This comes from Bootstrap method, but I am not sure which would be the right keyword to describe the quantity I want to calculate.
There is a set $\mathbb{A}$ with $N$ elements, where all elements are distinct. For instance, $\mathbb{A}=\{a, b, c\}$ for $N=3$.
Suppose we draw $N$ elements from $\mathbb{A}$, but allowing the repetition. The number of possible cases, $P(N)$, would be $$P(N)=\left(\left(\matrix{N\\N}\right)\right)=\frac{\left(2N-1\right)!}{N!\left(N-1\right)!}$$ Let's call this new set we draw as a resample. For instance, $\{a,a,b\}$ is a resample, $\{a,b,c\}$ is also one, and $\{c,c,c\}$ is also a resample.
Now, what I want to do is, make a random resample, then count the number of unique elements in the resample. For instance, $\{a,a,b\}$ has 2, $\{a,b,c\}$ has 3, and $\{c,c,c\}$ has only one.

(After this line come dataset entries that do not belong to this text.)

PR #4035, opened 2020-06-02
DHFPROD-4904:Run load step with selected files

srinathgit:
### Description
Run load step with selected files
#### Checklist: 
```diff
- Note: do not change the below
```

-  ##### Owner:

- [x] Added Tests
  

- ##### Reviewer:

- [x] Reviewed Tests

### DIFF
--- a/marklogic-data-hub-central/src/test/java/com/marklogic/hub/central/controllers/FlowMvcTest.java
+++ b/marklogic-data-hub-central/src/test/java/com/marklogic/hub/central/controllers/FlowMvcTest.java
@@ -1,0 +1,60 @@
+package com.marklogic.hub.central.controllers;
+
+import com.fasterxml.jackson.databind.JsonNode;
+import com.fasterxml.jackson.databind.ObjectMapper;
+import com.marklogic.client.DatabaseClient;
+import com.marklogic.client.document.JSONDocumentManager;
+import com.marklogic.client.io.JacksonHandle;
+import com.marklogic.hub.central.AbstractMvcTest;
+
+import static org.junit.jupiter.api.Assertions.assertEquals;
+import static org.springframework.test.web.servlet.request.MockMvcRequestBuilders.multipart;
+import static org.springframework.test.web.servlet.result.MockMvcResultMatchers.status;
+
+import com.marklogic.hub.flow.RunFlowResponse;
+import com.marklogic.hub.job.JobStatus;
+import io.swagger.annotations.OAuth2Definition;
+import org.junit.jupiter.api.Assertions;
+import org.junit.jupiter.api.Test;
+import org.springframework.beans.factory.annotation.Autowired;
+import org.springframework.mock.web.MockMultipartFile;
+
+import javax.ws.rs.core.MediaType;
+import java.nio.charset.StandardCharsets;
+
+
+
+public class FlowMvcTest extends AbstractMvcTest {
+
+    @Autowired
+    FlowController flowController;
+
+    private final static String PATH = "/api/flows";
+    private ObjectMapper mapper = new ObjectMapper();
+
+    @Test
+    void runIngestionStep() throws Exception {
+        installReferenceModelProject();
+        loginAsTestUserWithRoles("hub-central-user","data-hub-operator");
+
+        MockMultipartFile file1 = new MockMultipartFile("files","file1.json", MediaType.APPLICATION_JSON, "{\"name\": \"Joe\"}".getBytes(StandardCharsets.UTF_8));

Let $P(N, k)$ be the number of resamples with $k$ unique elements. By definition, it should be obvious that $$ P(N) = \sum_{k=0}^{k=N} P(N,k) $$
The question is, what is $P(N, k)$?
I approached this in the following way. When we have $k$ unique elements, we first have to choose $k$ element without repetition from $N$ elements. Then, we have $N-k$ elements that are repeated, which we could just put each in one of the $k$ possible choices. So, I thought $$ P(N,k) \stackrel{?}{=} {}_{N}C_k\cdot k^{N-k} = \frac{N!}{k!(N-k)!}\cdot k^{N-k} $$ For instance, $P(3,0)=0$, $P(3,1)=3$, $P(3,2)=6$, and $P(3,3)=1$. Summing them all gives $P(3)=10= \sum_{k=0}^{k=3} P(3,k)$, which is good.
But, it does not satisfy $P(N) = \sum_{k=0}^{k=N} P(N,k)$ for $N>3$.
Where have I got it wrong? And what is the correct form for $P(N,k)$?
It's less confusing to answer the more general question but for drawing $m$ elements from the set. Since you use stars-and-bars it sounds like you want to consider the result as a multiset. (This makes it a little delicate what counts as a "random resample." For example, if you randomly resample by choosing each of the new elements uniformly at random, one at a time, the resulting probability distribution over multisets is not uniform.)
So we want to count the number of multisets of $m$ elements from a set $A$ of $n$ elements in which $k$ distinct elements of the set occur. Choosing such a multiset amounts to choosing a $k$-element subset of $A$ (which e.g. we sort according to some total order on $A$), then choosing multiplicities $a_1, \dots a_k \ge 1$ satisfying $\sum a_i = m$ (one for each of the elements in our $k$-element subset). This can be done in ${n \choose k} {m-1 \choose k-1}$ ways, which sums up to the total number of multisets of $m$ elements from a set of $n$ elements
$$\sum_k {n \choose k} {m-1 \choose k-1} = {n+m-1 \choose m-1}$$
by Vandermonde's identity (writing ${m-1 \choose k-1} = {m-1 \choose m-k}$). Taking $m = n$ gives $\boxed{ P(n, k) = {n \choose k} {n-1 \choose k-1} }$.
Your argument is incorrect because it doesn't take into account that it doesn't matter what order you assign the repeated elements in; in a multiset only the multiplicities matter. Of course if you aren't talking about multisets and you are really talking about a sequence of elements of $A$, where order matters, then that would be a different counting problem. So you need to get clear which problem you're interested in.